> **What this task involves**:
Only the records, repeated exactly, should make up the response.
#### Stored data ####
PR #392, opened 2024-10-31
Various updates

Dennisbonke:
This PR updates the following packages:

- `less` to version 668;
- `libnl` to version 3.11.0;
- `findutils` to version 4.10.0;
- `gawk` to version 5.3.1;
- `gdbm` to version 1.24;
- `coreutils` to version 9.5.

It also adds missing metadata to the above packages and `sed`.

PR #421, opened 2024-12-17
A whole bunch of updates

Dennisbonke:
Potentially also fixes `libpng`, `icu` and `openssl` on CI, might break the QT stack but we'll see!

This PR updates the following packages:

- `less` to version 668;
- `libnl` to version 3.11.0;
- `findutils` to version 4.10.0;
- `gawk` to version 5.3.1;
- `gdbm` to version 1.24;
- `coreutils` to version 9.5.

It also adds missing metadata to the above packages and `sed`.

Furthermore, it updates the following packages:
- `libpng` to version 1.6.44;
- `icu` to version 76.1;
- `tzdata` to version 2024b;
- `harfbuzz` to version 10.1.0;
- `pcre2` to version 10.44;
- `iso-codes` to version 4.17.0;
####
> **Answer to the exercise**:
PR #392, opened 2024-10-31
Various updates

Dennisbonke:
This PR updates the following packages:

- `less` to version 668;
- `libnl` to version 3.11.0;
- `findutils` to version 4.10.0;
- `gawk` to version 5.3.1;
- `gdbm` to version 1.24;
- `coreutils` to version 9.5.

It also adds missing metadata to the above packages and `sed`.

PR #421, opened 2024-12-17
A whole bunch of updates

Dennisbonke:
Potentially also fixes `libpng`, `icu` and `openssl` on CI, might break the QT stack but we'll see!

This PR updates the following packages:

- `less` to version 668;
- `libnl` to version 3.11.0;
- `findutils` to version 4.10.0;
- `gawk` to version 5.3.1;
- `gdbm` to version 1.24;
- `coreutils` to version 9.5.

It also adds missing metadata to the above packages and `sed`.

Furthermore, it updates the following packages:
- `libpng` to version 1.6.44;
- `icu` to version 76.1;
- `tzdata` to version 2024b;
- `harfbuzz` to version 10.1.0;
- `pcre2` to version 10.44;
- `iso-codes` to version 4.17.0;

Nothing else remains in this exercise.